WORK REQUEST:
From the data below, retype exactly the lines starting with the one that contains "At some point, maybe" and ending with the one that contains "The actual vot", both included.
——
PR #208, opened 2021-09-17
Add a rake task to check if a user exists

alex9smith:
Look up users by email address to see if they have an account. We have
to do this occasionally, so add a more convenient method than using the
Rails console.

[Trello card](https://trello.com/c/MoyeH1GU/1017-add-a-rake-task-to-check-if-an-account-exists)

### DIFF
--- a/spec/lib/support_spec.rb
+++ b/spec/lib/support_spec.rb
@@ -1,0 +1,31 @@
+Rails.application.load_tasks
+
+RSpec.describe "Support tasks" do
+  describe ":find_user" do
+    subject(:task) { Rake.application["support:find_user"] }
+
+    context "when there are no users" do
+      it "outputs the user doesn't exist" do
+        expect { task.execute({ email: "foo@example.gov.uk" }) }.to output("User 'foo@example.gov.uk' does not exist\n").to_stdout
+      end
+    end
+
+    context "when a user with email 'foo@example.gov.uk' exists" do
+      before do
+        FactoryBot.create(:oidc_user, email: "foo@example.gov.uk")
+      end
+
+      it "can find that user by email" do
+        expect { task.execute({ email: "foo@example.gov.uk" }) }.to output("User 'foo@example.gov.uk' exists\n").to_stdout
+      end
+
+      it "outputs other users don't exist" do
+        expect { task.execute({ email: "bar@example.com" }) }.to output("User 'bar@example.com' does not exist\n").to_stdout
+      end
+
+      it "performs a lowercase search for the user" do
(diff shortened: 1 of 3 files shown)


alex9smith:
Does this need to be documented anywhere? I had a quick look through the support part of the manual and didn't see anything similar

barrucadu:
Much of the stuff under https://team-manual.account.publishing.service.gov.uk/support/ will become irrelevant or need changing when we migrate stuff over to DI.  Since it's just our team who deals with account-related support stuff right now, let's not put the work in to update / review / rewrite our support docs before the DI migration (which should be late next month).

Also, checking which rake tasks are available, with `bundle exec rake -T`, is a pretty common practice amongst GOV.UK developers who do need to do some support task.  So this is discoverable.

spec/lib/support_spec.rb
```diff
@@ -0,0 +1,31 @@
...
+  describe ":find_user" do
+    subject(:task) { Rake.application["support:find_user"] }
+
+    context "when there are no users" do
+      it "outputs the user doesn't exist" do
+        expect { task.execute({ email: "foo@example.gov.uk" }) }.to output("User 'foo@example.gov.uk' does not exist\n").to_stdout
+      end
+    end
+
+    context "when a user with email 'foo@example.gov.uk' exists" do
```
barrucadu, line 13: Nitpick: I personally don't like specs with mutually exclusive `context`s like this.  Rather than

```ruby
describe "something to test" do
  context "when X is false" do
    ...
  end

  context "when X is true" do
    setup { ... }

    ...
  end
end
```

I'd usually remove the `context` around the `when X is false` case:

```ruby
describe "something to test" do
  ...

  context "when X is true" do
    before { ... }

    ...
  end
end
```

Though if both cases have some `before` I'd be more inclined to leave it.

But we don't have a standard for this, and other developers do it differently, so leave this if you want.

barrucadu (approved):
Looks good to me.  I'll have to merge this, so let me know if you want to change the specs or if I should just go ahead.

spec/lib/support_spec.rb
alex9smith: Thinking about it a bit more, do we even need the test for when there are no users? I'm not sure we gain anything worthwhile from it. If you agree, we could get rid of that test and the whole 'falsey' context block

barrucadu: Yeah, we already cover the case where the email address isn't found in other tests.  We can remove this.

alex9smith: Removed in 2558f32

alex9smith:
@barrucadu This is ready to merge now

PR #209, opened 2021-09-20
Drop `local_attributes` table

barrucadu:
The use of this was removed in #185.  This migration is, strictly
speaking, reversible: the data which was in this table was migrated
into the `oidc_users` table by #149.  So we could revert this and
deploy code to pull the data back out if need be.


alex9smith (approved):
LGTM

PR #210, opened 2021-09-20
Simplify levels of auth into an "MFA required?" flag

barrucadu:
Previously, we supported an arbitrary number of levels of authentication, so long as there's a total ordering on them (implemented as a pair of to / from integer functions).  But this is too general.  We've only ever needed two levels: one with MFA and one without.

We also expose level names in the public API, which isn't so great.  In principle, that means API consumers need to know about our levels, and what each one does, and adding or removing a level would be a breaking change.  In practice, it doesn't, because we only have two levels.

We'll need to change the level names when we migrate to DI auth.  So, rather than just keep the current situation and propagate that name change out to the consuming apps, let's rethink the API.  Change it to, rather than accept a level of auth as a parameter, instead just accept an MFA flag.  It's then up to the account-api to translate that into the appropriate parameter to pass to the auth service.

This PR refactors the permission model to just use the two levels of MFA / not-MFA, and adds the new MFA parameter (for the auth endpoint) and response field (for the user endpoint).  The old level-of-authentication parameter & field remain until we update gds-api-adapters and the consuming apps.

So there will be a few follow-up PRs for this:

1. One updating gds-api-adapters
2. Then, one updating finder-frontend (the only app to pass a level of authentication parameter)
3. Then, one removing the old API bits from account-api

At some point, maybe today, there'll be a fourth PR implementing the DI levels.

---

[Trello card](https://trello.com/c/ZvDGaba4/958-use-di-auth-in-integration-give-feedback-on-their-documentation)


app/controllers/authentication_controller.rb
```diff
@@ -1,11 +1,21 @@
 class AuthenticationController < ApplicationController
   include DigitalIdentityHelper
 
+  DEFAULT_LEVEL_OF_AUTHENTICATION = "level0".freeze
```
huwd, line 4: So this is just for a transition phase right?
Like eventually we'll remove this and just use the flag, but we're leaving this to ease transition?

huwd (approved):

app/controllers/authentication_controller.rb
barrucadu: Yes, some more level-of-auth terminology goes away in [my branch implementing the DI thing](https://github.com/alphagov/account-api/compare/msw/simplify-levels-of-auth-2...msw/vtr)

PR #215, opened 2021-09-23
Implement Vectors of Trust (RFC 8485) for DI auth

barrucadu:
This is a draft as I'm waiting for DI to confirm that the `vtr` query param is the right way to pass the values, as the RFC describes a different way.

---

With the account manager we have numbered levels (these could be
considered "scalars of trust"), but DI are aligning to an actual
standard.

The `vtr` parameter is a JSON array of acceptable vectors of
trust ("vot"s).  A vot is made up of one or more vector component
values, separated by dots.

The vector component values are:

- `Cl` = username & password
- `Cm` = MFA

So the vot `"Cl"` means "authenticate with a username & password",
whereas the vot `"Cm"` means "authenticate with MFA" (and just MFA -
not all vots are valid).

Dots denote conjunction.  So the vot `"Cl.Cm"` means "authenticate
with username & password & MFA".  This corresponds to our current
`level1`.

Multiple vots in the vtr denote disjunction.  So the vtr `["Cl",
"Cl.Cm"]` means "authenticate with username & password, or with
username & password & MFA".  This corresponds to our current `level0`.

The actual vot uses is returned in the `vot` claim in the ID token.
So we can check that to see if the user authenticated with MFA or not.

See also

- [The DI ADR](https://github.com/alphagov/digital-identity-architecture/blob/main/authentication/adr/0005-mechanism-for-selecting-authn.md)
- [Section 3.2 of RFC 8485](https://datatracker.ietf.org/doc/html/rfc8485#section-3) (retrieving `vot` from the ID token)
- [Section 4.1 of RFC 8485](https://datatracker.ietf.org/doc/html/rfc8485#section-4.1) (specifying `vtr` value when making requests)

---

[Trello card](https://trello.com/c/ZvDGaba4/958-implement-vectors-of-trust-di-levels-of-authentication)


app/lib/oidc_client/account_manager.rb
```diff
@@ -8,6 +8,27 @@ def auth_uri(auth_request, mfa: false)
...
+    response = get_ephemeral_state(
+      access_token: tokens[:access_token],
+      refresh_token: tokens[:refresh_token],
+    )
+
+    tokens.merge(
+      access_token: response.fetch(:access_token),
+      refresh_token: response.fetch(:refresh_token),
+      mfa: response.fetch(:result).fetch("level_of_authentication") == "level1",
+      ga_session_id: response.fetch(:result)["_ga"],
```
huwd, line 27: Do these two also need a :
```
# TODO: remove `ga_client_id` and `cookie_consent` after we switch
# to DI, we're using a different approach there which doesn't go
# via the account-api
```
?

huwd (approved):
LGTM, one thought on TODO comments so we don't forget

app/lib/oidc_client/account_manager.rb
barrucadu: No, because we'll just remove this class when the account manager goes away.

barrucadu:
Getting an error response from DI with this branch, trying to authenticate redirects back with

```
error=invalid_request
error_description=Request+vtr+not+valid
```

PR #217, opened 2021-09-27
ADR 003: Cookie consent

barrucadu:
This is a summary of the approach to shared consent we've agreed with
the DI auth team.

---

[Trello card](https://trello.com/c/xr7VyhgV/1034-write-an-adr-for-cookie-consent-cross-domain-analytics)


huwd (approved):
clear and well written.
Nice work!

PR #223, opened 2021-09-30
Populate `legacy_sub`, add an index, and partially implement user migration

barrucadu:
After writing the commit message of b193159, I realised that we don't
actually want this column to be non-nullable.  Because,
post-migration, we will want to create users who have a `sub` but not
a `legacy_sub`.

Usefully, SQL allows multiple NULL values in a nullable field which
has a unique index.  I imagine this is because NULLs are incomparable
in SQL (both `NULL = NULL` and `NULL != NULL` are false).

The change to `OidcUsersController` will let us update or delete users
by legacy subject identifier.  When updating a user, we'll also save the
new subject identifier.  This will gradually migrate our data as people
update their account.

We will also need to implement user migration in the `AccountSession`,
but there are some prerequisites (noted in a comment).

### DIFF
--- a/db/migrate/20210930105948_populate_legacy_sub_and_create_index.rb
+++ b/db/migrate/20210930105948_populate_legacy_sub_and_create_index.rb
@@ -1,0 +1,21 @@
+class PopulateLegacySubAndCreateIndex < ActiveRecord::Migration[6.1]
+  def up
+    OidcUser.update_all("legacy_sub = sub")
+
+    # The SQL standard (and, more relevantly to us, Postgres) allows a
+    # nullable field with a unique index to have multiple NULL values.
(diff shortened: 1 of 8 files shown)


db/migrate/20210930105948_populate_legacy_sub_and_create_index.rb
```diff
@@ -0,0 +1,21 @@
+class PopulateLegacySubAndCreateIndex < ActiveRecord::Migration[6.1]
+  def up
+    OidcUser.update_all("legacy_sub = sub")
+
+    # The SQL standard (and, more relevantly to us, Postgres) allows a
```
huwd, line 5: This is really useful, nice one.

huwd (approved):

PR #228, opened 2021-10-07
Migrate users as they authenticate

barrucadu:
When we authenticate a user through Digital Identity, check if we have
a record in our database for them.  If we do, all is well.  If not,
we're in one of two cases;

- This user hasn't logged in to GOV.UK at all before
- This user hasn't logged in to GOV.UK since the migration

We can distinguish the two cases by calling the UserInfo endpoint, and
checking the `govuk-account` claim.  If present, this claim holds the
pre-migration subject identifier, which we can use to look up and
migrate the user in our database.

---

[Trello card](https://trello.com/c/eRBL2kEZ/1050-implement-migration-of-subject-identifiers)

### DIFF
--- a/app/lib/account_session.rb
+++ b/app/lib/account_session.rb
@@ -43,7 +43,10 @@ class AccountSession
   end
 
   def user
-    @user ||= OidcUser.find_or_create_by_sub!(user_id)
+    @user ||= OidcUser.find_or_create_by_sub!(
+      user_id,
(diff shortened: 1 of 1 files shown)


barrucadu:
@alex9smith I realised this PR was slightly wrong, see b8e9d3fe74ebd87a8feab787a71195a2aeabf4c9

alex9smith:
Good spot!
——
TASK ANSWER:
At some point, maybe today, there'll be a fourth PR implementing the DI levels.

---

[Trello card](https://trello.com/c/ZvDGaba4/958-use-di-auth-in-integration-give-feedback-on-their-documentation)


app/controllers/authentication_controller.rb
```diff
@@ -1,11 +1,21 @@
 class AuthenticationController < ApplicationController
   include DigitalIdentityHelper
 
+  DEFAULT_LEVEL_OF_AUTHENTICATION = "level0".freeze
```
huwd, line 4: So this is just for a transition phase right?
Like eventually we'll remove this and just use the flag, but we're leaving this to ease transition?

huwd (approved):

app/controllers/authentication_controller.rb
barrucadu: Yes, some more level-of-auth terminology goes away in [my branch implementing the DI thing](https://github.com/alphagov/account-api/compare/msw/simplify-levels-of-auth-2...msw/vtr)

PR #215, opened 2021-09-23
Implement Vectors of Trust (RFC 8485) for DI auth

barrucadu:
This is a draft as I'm waiting for DI to confirm that the `vtr` query param is the right way to pass the values, as the RFC describes a different way.

---

With the account manager we have numbered levels (these could be
considered "scalars of trust"), but DI are aligning to an actual
standard.

The `vtr` parameter is a JSON array of acceptable vectors of
trust ("vot"s).  A vot is made up of one or more vector component
values, separated by dots.

The vector component values are:

- `Cl` = username & password
- `Cm` = MFA

So the vot `"Cl"` means "authenticate with a username & password",
whereas the vot `"Cm"` means "authenticate with MFA" (and just MFA -
not all vots are valid).

Dots denote conjunction.  So the vot `"Cl.Cm"` means "authenticate
with username & password & MFA".  This corresponds to our current
`level1`.

Multiple vots in the vtr denote disjunction.  So the vtr `["Cl",
"Cl.Cm"]` means "authenticate with username & password, or with
username & password & MFA".  This corresponds to our current `level0`.

The actual vot uses is returned in the `vot` claim in the ID token.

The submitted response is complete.